Your objective:
Nothing but the lines from the one containing "### Search terms" through the one containing "res.text().toFuture", both included, should be given again, each exactly as written below.

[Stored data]
——

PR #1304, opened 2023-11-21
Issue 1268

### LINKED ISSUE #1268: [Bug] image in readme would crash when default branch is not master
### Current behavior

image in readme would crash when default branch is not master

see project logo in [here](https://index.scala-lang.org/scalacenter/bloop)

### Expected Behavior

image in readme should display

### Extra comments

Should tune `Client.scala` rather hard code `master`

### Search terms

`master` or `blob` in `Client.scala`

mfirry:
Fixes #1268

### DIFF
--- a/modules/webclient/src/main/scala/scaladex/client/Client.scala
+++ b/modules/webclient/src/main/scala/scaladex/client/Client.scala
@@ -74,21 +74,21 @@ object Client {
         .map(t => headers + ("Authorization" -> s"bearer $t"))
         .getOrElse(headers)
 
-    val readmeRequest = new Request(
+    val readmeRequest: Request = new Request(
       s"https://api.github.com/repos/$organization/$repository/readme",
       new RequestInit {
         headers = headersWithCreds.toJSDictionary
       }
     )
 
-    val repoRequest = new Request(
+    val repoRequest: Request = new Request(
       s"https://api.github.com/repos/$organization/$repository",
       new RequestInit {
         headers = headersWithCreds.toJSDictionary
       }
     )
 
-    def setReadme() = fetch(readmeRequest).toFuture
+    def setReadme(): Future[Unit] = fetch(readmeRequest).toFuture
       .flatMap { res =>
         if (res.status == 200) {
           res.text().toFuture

——

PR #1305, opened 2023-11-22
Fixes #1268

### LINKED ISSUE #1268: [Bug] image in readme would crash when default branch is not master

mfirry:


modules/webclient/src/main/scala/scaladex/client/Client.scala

——

Answer box:
### Search terms

`master` or `blob` in `Client.scala`

mfirry:
Fixes #1268

### DIFF
--- a/modules/webclient/src/main/scala/scaladex/client/Client.scala
+++ b/modules/webclient/src/main/scala/scaladex/client/Client.scala
@@ -74,21 +74,21 @@ object Client {
         .map(t => headers + ("Authorization" -> s"bearer $t"))
         .getOrElse(headers)
 
-    val readmeRequest = new Request(
+    val readmeRequest: Request = new Request(
       s"https://api.github.com/repos/$organization/$repository/readme",
       new RequestInit {
         headers = headersWithCreds.toJSDictionary
       }
     )
 
-    val repoRequest = new Request(
+    val repoRequest: Request = new Request(
       s"https://api.github.com/repos/$organization/$repository",
       new RequestInit {
         headers = headersWithCreds.toJSDictionary
       }
     )
 
-    def setReadme() = fetch(readmeRequest).toFuture
+    def setReadme(): Future[Unit] = fetch(readmeRequest).toFuture
       .flatMap { res =>
         if (res.status == 200) {
           res.text().toFuture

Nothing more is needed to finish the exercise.